This presentation contains certain statements that are, or may be deemed to be, “forward-looking statements” within the meaning of Section 27A of the Securities Act and Section 21E of the Securities Exchange Act of 1933, as amended. All statements, other than statements of historical facts, included herein are “forward-looking statements.” Included among “forward-looking statements” are, among other things:

statements that we expect to commence or complete construction of a liquefaction facility by certain dates or at all;

statements that we expect to receive authorization from the Federal Energy Regulatory Commission, or FERC, or the Department of Energy, or DOE, to construct and operate a proposed liquefaction facility by a certain date, or at all;

statements regarding future levels of domestic or foreign natural gas production and consumption, or the future level of LNG imports into North America or exports from the U.S.A., or regarding projected future capacity of liquefaction or regasification facilities worldwide;

statements regarding any financing transactions or arrangements, whether on the part of Cheniere or at the project level;

statements regarding any commercial arrangements marketed or potential arrangements to be performed in the future, including any cash distributions and revenues anticipated to be received;

statements regarding the commercial terms and potential revenues from activities described in this presentation;

statements that our proposed liquefaction facility, when completed, will have certain characteristics, including a number of trains;

statements regarding our business strategy, our business plan or any other plans, forecasts, examples, models, forecasts or objectives, any or all of which are subject to change;

statements regarding estimated corporate overhead expenses; and

any other statements that relate to non-historical information.

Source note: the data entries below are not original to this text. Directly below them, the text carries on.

PR #1911, opened 2026-03-23
Add automatic HACS preview releases for pull requests

rosenrot00:
This adds automatic HACS preview releases for pull requests so changes can be tested much faster without waiting for a full stable release.

How it works:
- Each open PR gets its own preview pre-release.
- If the PR is updated, the existing preview is replaced with a new one for the latest PR commit.
- A preview is only created after the ✅ All Tests Passed check succeeds.
- If a PR is closed, its preview release is removed.
- If a PR has already been merged, its preview release is also cleaned up when the next stable release is published.

Why:
- Makes it much easier for users to test PRs directly through HACS.
- Shortens the timespan users have to wait to get their issues solved.
- Users would have a playground to potentially solve issues by themselves. 
- Code quality would not be impacted as @wills106 will always has the last word on what is getting merged.

### DIFF
--- a/.github/workflows/hacs-preview.yml
+++ b/.github/workflows/hacs-preview.yml
@@ -1,0 +1,360 @@
+name: HACS Preview Release
+
+on:
+  workflow_dispatch:
+    inputs:
+      pr_number:
+        description: Pull request number to publish as preview
+        required: true
+        type: number
+  pull_request_target:
+    types:
+      - opened
+      - synchronize
+      - reopened
+      - ready_for_review
+      - closed
+
+permissions:
+  contents: write
+  pull-requests: read
+  checks: read
+
+concurrency:
+  group: hacs-preview-${{ github.event.pull_request.number || inputs.pr_number }}
+  cancel-in-progress: true
+
+jobs:
+  cleanup-preview:
+    name: Clean up preview release
+    runs-on: ubuntu-latest
+    if: github.event_name == 'pull_request_target' && github.event.action == 'closed'
+    steps:
+      - name: Delete preview releases for PR
+        uses: actions/github-script@v8
+        env:
+          PR_NUMBER: ${{ github.event.pull_request.number }}
+        with:
+          script: |
+            const { owner, repo } = context.repo;
+            const prNumber = process.env.PR_NUMBER;
+
+            const deleteReleaseAndTag = async (release) => {
+              core.info(`Deleting preview release ${release.tag_name}`);
+              await github.rest.repos.deleteRelease({
+                owner,
+                repo,
+                release_id: release.id,
+              });
+              try {
+                await github.rest.git.deleteRef({
+                  owner,
+                  repo,
+                  ref: `tags/${release.tag_name}`,
+                });
+              } catch (error) {
+                core.warning(`Could not delete tag ${release.tag_name}: ${error.message}`);
+              }
+            };
+
+            const releases = await github.paginate(github.rest.repos.listReleases, {
+              owner,
+              repo,
+              per_page: 100,
+            });
+
+            const matching = releases.filter((release) =>
+              release.prerelease &&
+              typeof release.body === "string" &&
+              release.body.includes("Managed-By: hacs-preview") &&
+              release.body.includes(`Preview-PR: ${prNumber}`)
+            );
+
+            for (const release of matching) {
+              await deleteReleaseAndTag(release);
+            }
+
+  publish-preview:
+    name: Publish preview release
+    runs-on: ubuntu-latest
+    if: github.event_name == 'workflow_dispatch' || github.event.action != 'closed'
+    steps:
+      - name: Resolve pull request
+        id: pr
+        uses: actions/github-script@v8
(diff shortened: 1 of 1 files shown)


rosenrot00:
I have given this a good thought and I think it would help to quickly interact with the community to provide help in case of issues. Mostly people posting issues would ever be thought to install a pre-release to try. Once there is a new release or the PR gets closed, the pre-release vanishes.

These forward-looking statements are often identified by the use of terms and phrases such as “achieve,” “anticipate,” “believe,” “estimate,” “example,” “expect,” “forecast,” “opportunities,” “plan,” “potential,” “project,” “propose,” “subject to,” and similar terms and phrases. Although we believe that the expectations reflected in these forward-looking statements are reasonable, they do involve assumptions, risks and uncertainties, and these expectations may prove to be incorrect. You should not place undue reliance on these forward-looking statements, which speak only as of the date of this presentation. Our actual results could differ materially from those anticipated in these forward-looking statements as a result of a variety of factors, including those discussed in “Risk Factors” in the Cheniere Energy, Inc. and Cheniere Energy Partners, L.P. Current Reports on Form 8-K filed with the Securities and Exchange Commission on August 6, 2010, which are incorporated by reference into this presentation. All forward-looking statements attributable to us or persons acting on our behalf are expressly qualified in their entirety by these “Risk Factors”. These forward-looking statements are made as of the date of this presentation, and we undertake no obligation to publicly update or revise any forward-looking statements.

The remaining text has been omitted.